## Instructions to follow
Wherever the string "returns" appears in the entries below, return the line that holds it.
BEGIN Input material
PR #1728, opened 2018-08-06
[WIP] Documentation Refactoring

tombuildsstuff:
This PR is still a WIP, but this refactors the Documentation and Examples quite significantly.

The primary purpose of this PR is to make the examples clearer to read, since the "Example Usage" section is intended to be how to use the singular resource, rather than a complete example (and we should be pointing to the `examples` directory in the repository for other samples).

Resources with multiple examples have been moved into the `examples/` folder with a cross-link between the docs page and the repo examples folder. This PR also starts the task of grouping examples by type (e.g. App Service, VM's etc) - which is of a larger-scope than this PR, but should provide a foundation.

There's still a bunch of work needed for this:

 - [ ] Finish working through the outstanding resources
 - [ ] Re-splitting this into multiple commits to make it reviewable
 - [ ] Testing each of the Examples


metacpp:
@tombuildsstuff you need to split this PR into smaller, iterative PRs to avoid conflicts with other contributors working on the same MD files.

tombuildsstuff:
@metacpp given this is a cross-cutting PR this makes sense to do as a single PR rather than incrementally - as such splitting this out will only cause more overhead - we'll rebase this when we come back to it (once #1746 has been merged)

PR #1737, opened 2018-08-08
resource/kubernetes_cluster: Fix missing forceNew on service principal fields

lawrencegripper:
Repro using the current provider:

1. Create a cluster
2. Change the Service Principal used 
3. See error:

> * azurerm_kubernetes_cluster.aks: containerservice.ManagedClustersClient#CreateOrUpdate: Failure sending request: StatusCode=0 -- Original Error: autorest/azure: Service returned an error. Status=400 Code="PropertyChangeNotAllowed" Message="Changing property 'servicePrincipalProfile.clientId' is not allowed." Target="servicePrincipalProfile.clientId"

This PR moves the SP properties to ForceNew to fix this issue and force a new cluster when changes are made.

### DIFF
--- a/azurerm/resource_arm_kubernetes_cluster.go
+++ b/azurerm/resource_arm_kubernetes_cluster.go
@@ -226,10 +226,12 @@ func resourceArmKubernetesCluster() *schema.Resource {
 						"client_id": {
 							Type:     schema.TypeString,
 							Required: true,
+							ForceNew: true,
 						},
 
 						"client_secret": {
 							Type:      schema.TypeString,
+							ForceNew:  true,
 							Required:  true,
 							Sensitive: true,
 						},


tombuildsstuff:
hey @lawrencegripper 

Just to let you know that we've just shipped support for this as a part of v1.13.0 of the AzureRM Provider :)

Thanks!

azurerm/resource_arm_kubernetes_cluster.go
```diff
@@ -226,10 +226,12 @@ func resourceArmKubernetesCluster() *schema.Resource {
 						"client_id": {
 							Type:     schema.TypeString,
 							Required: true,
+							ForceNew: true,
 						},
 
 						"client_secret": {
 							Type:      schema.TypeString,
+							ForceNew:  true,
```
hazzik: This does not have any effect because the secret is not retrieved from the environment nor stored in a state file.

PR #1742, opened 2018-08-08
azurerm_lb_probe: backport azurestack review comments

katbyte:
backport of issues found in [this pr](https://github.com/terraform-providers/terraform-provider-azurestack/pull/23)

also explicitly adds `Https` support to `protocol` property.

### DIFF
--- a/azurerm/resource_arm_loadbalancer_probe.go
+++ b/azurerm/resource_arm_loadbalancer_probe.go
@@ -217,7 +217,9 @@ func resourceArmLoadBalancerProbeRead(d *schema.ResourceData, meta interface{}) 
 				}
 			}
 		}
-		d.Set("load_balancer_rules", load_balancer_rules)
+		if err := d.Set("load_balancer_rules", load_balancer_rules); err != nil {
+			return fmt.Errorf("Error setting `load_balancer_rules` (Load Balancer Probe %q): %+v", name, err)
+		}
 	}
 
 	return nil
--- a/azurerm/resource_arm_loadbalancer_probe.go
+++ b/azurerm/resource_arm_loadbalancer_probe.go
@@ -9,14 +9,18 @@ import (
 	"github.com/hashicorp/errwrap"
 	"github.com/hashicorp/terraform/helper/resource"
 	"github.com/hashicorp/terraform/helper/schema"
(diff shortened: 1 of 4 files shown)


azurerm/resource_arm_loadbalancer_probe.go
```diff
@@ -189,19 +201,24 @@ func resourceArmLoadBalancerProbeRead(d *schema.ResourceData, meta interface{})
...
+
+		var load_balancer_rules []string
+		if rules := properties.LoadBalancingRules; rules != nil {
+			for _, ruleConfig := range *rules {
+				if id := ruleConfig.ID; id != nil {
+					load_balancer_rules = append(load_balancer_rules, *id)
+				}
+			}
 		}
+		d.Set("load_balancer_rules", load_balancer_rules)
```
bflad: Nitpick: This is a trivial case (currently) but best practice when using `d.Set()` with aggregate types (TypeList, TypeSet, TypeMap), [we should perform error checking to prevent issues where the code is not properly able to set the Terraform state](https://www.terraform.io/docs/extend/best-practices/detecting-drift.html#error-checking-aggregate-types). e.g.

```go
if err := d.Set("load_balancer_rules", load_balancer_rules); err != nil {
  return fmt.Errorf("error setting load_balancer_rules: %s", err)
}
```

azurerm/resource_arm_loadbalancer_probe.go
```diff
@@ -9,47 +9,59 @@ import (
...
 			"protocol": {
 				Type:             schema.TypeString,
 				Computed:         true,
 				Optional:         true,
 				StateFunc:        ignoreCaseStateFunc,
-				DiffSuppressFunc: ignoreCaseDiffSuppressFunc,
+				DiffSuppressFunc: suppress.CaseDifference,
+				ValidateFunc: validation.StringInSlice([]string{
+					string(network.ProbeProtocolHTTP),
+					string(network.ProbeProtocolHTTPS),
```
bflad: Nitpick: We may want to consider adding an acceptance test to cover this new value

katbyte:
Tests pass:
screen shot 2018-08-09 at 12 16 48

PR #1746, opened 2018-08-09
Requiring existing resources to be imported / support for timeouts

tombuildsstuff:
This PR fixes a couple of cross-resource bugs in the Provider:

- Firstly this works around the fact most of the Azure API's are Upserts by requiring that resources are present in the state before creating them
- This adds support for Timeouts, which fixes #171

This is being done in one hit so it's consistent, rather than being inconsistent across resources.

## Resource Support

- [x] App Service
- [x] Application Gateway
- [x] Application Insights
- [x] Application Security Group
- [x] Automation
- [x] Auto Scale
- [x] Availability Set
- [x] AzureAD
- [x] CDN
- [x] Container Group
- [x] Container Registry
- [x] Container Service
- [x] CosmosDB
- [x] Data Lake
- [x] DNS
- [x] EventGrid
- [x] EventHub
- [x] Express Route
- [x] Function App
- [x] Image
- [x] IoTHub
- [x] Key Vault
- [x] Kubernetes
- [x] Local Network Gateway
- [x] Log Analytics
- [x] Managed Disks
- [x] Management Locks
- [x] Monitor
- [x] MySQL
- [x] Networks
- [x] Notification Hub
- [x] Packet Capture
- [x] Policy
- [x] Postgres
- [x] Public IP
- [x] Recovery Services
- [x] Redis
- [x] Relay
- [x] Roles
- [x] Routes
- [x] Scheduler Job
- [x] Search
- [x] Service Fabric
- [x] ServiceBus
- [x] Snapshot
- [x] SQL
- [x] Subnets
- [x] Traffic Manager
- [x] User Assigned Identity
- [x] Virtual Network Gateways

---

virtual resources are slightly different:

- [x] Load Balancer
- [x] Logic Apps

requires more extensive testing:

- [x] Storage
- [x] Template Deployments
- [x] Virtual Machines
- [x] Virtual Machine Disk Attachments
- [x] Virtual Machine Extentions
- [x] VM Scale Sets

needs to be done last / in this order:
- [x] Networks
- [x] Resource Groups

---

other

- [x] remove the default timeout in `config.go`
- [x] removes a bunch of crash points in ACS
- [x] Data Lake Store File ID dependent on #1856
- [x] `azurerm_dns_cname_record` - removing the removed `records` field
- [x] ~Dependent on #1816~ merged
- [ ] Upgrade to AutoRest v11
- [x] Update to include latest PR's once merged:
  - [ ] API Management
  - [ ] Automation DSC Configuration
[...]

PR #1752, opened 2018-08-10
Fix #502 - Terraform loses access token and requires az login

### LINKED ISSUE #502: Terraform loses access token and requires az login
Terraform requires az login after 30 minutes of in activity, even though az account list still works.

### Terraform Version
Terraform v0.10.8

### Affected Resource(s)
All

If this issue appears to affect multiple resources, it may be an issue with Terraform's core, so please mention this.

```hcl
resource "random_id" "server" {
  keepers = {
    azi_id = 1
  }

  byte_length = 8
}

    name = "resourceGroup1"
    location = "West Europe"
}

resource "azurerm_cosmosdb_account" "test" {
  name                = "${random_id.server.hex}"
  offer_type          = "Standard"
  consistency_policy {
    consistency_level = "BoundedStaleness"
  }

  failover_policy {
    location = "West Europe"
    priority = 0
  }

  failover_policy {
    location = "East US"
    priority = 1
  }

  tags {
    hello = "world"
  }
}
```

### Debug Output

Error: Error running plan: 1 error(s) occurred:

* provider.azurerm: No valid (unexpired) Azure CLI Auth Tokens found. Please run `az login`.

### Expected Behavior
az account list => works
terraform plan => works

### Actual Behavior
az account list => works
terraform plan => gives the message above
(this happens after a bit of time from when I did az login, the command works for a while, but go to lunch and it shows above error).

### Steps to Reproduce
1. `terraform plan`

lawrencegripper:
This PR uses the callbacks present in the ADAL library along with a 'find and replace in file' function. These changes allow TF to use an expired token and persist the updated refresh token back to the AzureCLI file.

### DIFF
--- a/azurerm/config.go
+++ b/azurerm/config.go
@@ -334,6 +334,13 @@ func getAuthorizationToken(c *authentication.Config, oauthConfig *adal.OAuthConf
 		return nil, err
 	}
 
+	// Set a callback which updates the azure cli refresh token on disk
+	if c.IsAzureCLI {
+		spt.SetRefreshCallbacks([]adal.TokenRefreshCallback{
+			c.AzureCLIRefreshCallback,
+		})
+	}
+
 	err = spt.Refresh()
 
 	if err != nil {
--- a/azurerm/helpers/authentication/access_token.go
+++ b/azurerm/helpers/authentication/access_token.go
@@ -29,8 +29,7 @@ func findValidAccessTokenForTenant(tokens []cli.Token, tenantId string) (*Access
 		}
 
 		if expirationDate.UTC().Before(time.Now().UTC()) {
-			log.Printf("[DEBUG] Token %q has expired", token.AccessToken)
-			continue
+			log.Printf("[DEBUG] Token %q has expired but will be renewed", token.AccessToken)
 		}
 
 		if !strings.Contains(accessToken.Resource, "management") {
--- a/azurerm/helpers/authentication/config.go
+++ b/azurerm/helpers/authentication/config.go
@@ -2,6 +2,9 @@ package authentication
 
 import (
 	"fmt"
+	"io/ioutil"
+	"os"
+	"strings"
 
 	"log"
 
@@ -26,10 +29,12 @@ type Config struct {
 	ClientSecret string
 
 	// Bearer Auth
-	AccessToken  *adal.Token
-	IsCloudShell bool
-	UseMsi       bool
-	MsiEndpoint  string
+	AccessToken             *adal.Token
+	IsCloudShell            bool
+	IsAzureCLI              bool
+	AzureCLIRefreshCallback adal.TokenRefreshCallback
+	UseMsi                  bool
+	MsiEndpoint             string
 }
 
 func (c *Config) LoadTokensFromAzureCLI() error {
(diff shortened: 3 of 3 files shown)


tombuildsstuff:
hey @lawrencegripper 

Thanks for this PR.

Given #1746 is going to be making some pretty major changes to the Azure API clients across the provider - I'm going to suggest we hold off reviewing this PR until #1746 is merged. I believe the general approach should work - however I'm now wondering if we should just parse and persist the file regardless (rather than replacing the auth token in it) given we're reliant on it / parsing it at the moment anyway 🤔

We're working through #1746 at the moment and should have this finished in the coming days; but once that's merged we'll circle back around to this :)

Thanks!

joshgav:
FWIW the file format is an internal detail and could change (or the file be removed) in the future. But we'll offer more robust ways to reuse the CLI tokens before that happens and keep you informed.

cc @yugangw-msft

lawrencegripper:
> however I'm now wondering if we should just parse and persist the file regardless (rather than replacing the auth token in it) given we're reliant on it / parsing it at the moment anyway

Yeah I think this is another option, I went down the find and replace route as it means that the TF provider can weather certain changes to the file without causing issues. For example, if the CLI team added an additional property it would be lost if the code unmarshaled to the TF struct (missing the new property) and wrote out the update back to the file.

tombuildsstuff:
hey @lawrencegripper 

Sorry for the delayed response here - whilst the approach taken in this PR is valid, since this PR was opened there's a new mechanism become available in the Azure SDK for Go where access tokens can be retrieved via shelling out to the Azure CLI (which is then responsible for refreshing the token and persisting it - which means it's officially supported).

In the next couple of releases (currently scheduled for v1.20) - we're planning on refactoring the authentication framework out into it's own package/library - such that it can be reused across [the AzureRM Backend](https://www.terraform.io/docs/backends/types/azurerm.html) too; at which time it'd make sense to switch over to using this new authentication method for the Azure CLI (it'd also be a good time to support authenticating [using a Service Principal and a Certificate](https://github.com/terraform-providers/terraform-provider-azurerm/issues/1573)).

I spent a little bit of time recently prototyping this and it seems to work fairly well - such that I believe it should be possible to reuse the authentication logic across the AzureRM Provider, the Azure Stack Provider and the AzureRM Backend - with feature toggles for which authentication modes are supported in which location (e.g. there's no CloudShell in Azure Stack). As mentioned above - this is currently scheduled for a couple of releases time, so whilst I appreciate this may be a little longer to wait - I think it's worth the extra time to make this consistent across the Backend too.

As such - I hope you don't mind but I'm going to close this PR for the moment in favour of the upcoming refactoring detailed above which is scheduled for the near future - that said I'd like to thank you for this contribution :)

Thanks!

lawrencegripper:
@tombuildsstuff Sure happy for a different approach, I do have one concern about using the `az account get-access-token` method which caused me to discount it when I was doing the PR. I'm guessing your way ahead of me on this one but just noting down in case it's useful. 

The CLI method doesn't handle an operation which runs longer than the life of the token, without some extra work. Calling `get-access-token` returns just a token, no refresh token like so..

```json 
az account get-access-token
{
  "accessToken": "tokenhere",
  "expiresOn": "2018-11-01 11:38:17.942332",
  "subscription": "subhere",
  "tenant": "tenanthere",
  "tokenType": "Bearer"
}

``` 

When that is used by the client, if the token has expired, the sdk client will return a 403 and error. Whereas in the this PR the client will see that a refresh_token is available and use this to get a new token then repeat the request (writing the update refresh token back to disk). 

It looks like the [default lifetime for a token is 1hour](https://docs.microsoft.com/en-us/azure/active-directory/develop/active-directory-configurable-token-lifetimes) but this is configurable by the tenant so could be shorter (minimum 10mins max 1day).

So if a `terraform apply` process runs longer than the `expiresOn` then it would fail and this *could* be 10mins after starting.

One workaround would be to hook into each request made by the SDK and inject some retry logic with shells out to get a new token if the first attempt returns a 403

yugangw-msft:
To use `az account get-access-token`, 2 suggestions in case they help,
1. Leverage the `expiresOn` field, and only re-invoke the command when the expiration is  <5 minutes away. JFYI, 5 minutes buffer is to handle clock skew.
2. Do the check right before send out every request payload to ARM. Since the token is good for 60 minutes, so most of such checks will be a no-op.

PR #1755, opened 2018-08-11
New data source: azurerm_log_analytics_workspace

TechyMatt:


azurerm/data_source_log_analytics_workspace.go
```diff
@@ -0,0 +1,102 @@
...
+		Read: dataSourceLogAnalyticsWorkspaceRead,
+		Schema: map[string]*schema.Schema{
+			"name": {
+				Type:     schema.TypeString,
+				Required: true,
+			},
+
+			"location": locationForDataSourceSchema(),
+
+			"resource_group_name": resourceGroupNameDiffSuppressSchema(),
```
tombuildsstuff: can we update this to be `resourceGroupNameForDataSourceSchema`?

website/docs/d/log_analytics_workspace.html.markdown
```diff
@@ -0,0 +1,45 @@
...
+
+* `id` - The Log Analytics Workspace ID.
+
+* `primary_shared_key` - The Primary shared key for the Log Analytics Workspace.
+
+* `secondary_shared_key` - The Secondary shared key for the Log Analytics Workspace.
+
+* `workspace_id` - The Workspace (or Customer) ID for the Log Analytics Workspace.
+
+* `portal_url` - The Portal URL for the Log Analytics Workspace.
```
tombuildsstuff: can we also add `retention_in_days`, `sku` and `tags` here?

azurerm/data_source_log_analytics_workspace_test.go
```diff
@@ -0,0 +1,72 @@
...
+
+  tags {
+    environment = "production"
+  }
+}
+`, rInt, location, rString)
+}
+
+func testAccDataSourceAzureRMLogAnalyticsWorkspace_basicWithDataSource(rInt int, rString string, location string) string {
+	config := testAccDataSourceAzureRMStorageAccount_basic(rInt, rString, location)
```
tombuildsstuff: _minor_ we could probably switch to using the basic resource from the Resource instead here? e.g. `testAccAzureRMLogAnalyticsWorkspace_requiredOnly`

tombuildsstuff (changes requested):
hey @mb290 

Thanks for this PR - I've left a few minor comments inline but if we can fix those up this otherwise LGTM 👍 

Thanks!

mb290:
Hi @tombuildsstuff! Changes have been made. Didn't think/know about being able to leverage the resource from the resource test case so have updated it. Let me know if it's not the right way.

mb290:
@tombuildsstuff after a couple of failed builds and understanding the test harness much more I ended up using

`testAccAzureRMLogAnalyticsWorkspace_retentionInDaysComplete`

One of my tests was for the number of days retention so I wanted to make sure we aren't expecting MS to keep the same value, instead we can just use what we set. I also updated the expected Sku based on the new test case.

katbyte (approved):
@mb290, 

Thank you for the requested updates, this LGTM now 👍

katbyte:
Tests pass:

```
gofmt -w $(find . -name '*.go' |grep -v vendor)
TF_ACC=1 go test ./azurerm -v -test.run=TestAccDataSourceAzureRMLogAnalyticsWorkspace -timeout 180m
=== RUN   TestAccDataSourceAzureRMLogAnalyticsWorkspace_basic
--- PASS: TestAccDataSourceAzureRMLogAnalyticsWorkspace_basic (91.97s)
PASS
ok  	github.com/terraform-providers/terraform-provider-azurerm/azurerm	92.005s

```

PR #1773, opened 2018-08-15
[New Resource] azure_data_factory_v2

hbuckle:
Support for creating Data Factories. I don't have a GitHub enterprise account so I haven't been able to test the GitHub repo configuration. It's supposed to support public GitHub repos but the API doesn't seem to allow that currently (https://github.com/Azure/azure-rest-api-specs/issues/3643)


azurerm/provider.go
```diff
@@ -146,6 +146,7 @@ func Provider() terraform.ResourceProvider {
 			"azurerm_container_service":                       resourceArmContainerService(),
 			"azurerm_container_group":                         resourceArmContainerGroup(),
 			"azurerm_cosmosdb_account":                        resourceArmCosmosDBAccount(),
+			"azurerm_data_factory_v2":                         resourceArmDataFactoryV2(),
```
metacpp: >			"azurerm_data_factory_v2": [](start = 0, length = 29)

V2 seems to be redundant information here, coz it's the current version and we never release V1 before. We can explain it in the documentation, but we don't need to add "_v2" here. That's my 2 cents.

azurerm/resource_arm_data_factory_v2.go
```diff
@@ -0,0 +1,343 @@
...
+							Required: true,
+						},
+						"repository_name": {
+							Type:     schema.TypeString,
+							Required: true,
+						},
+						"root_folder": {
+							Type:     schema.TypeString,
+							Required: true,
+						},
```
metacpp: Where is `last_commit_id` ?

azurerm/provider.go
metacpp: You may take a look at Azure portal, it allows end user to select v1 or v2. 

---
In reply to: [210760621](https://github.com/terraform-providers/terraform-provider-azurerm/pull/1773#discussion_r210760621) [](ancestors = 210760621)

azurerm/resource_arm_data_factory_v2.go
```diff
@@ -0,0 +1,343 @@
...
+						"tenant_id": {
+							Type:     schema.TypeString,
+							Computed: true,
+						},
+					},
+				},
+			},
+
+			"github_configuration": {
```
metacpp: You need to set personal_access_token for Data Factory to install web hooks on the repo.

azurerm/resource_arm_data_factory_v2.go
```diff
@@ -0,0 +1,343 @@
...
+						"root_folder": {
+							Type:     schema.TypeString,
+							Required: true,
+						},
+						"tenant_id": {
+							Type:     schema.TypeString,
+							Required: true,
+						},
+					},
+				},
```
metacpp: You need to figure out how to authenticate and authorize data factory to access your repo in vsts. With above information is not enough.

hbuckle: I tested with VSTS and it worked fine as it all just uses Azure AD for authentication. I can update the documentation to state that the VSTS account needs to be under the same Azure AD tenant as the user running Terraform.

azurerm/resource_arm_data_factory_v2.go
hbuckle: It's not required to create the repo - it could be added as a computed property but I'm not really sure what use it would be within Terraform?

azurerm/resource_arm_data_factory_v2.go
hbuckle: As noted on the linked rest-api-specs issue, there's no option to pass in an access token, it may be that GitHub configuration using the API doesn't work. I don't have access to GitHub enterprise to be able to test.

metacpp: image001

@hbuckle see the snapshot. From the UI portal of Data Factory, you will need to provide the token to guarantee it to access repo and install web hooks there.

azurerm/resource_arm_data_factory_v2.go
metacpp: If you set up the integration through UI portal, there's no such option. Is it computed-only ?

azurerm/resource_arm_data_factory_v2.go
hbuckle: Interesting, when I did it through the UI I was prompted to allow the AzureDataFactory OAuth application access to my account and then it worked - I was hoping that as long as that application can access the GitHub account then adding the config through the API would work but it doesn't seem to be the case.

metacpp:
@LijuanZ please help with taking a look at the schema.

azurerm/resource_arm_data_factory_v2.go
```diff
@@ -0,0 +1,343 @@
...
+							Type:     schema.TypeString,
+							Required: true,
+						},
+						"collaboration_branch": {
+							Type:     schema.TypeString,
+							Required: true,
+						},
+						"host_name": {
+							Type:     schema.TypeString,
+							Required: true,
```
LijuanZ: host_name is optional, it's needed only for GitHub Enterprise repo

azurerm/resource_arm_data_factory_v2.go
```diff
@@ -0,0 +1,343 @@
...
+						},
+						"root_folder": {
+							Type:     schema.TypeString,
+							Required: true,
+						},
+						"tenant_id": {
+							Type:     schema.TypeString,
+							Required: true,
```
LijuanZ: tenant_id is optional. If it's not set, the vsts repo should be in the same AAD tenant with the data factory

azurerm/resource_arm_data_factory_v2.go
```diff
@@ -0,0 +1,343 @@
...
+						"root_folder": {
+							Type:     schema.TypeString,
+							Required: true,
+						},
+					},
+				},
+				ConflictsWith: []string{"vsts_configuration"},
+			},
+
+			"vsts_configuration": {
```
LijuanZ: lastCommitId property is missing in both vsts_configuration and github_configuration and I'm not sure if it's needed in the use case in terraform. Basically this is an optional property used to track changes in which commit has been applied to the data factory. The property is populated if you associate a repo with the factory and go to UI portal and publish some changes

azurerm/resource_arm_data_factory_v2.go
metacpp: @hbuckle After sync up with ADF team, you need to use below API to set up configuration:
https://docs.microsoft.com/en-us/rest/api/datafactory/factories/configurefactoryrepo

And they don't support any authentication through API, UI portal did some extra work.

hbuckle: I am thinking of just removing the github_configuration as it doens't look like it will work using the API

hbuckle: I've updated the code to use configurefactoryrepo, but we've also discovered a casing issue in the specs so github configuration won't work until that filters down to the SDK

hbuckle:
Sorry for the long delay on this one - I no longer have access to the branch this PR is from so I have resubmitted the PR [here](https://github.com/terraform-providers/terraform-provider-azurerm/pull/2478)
END Input material
## Expected output
The CLI method doesn't handle an operation which runs longer than the life of the token, without some extra work. Calling `get-access-token` returns just a token, no refresh token like so..
One workaround would be to hook into each request made by the SDK and inject some retry logic with shells out to get a new token if the first attempt returns a 403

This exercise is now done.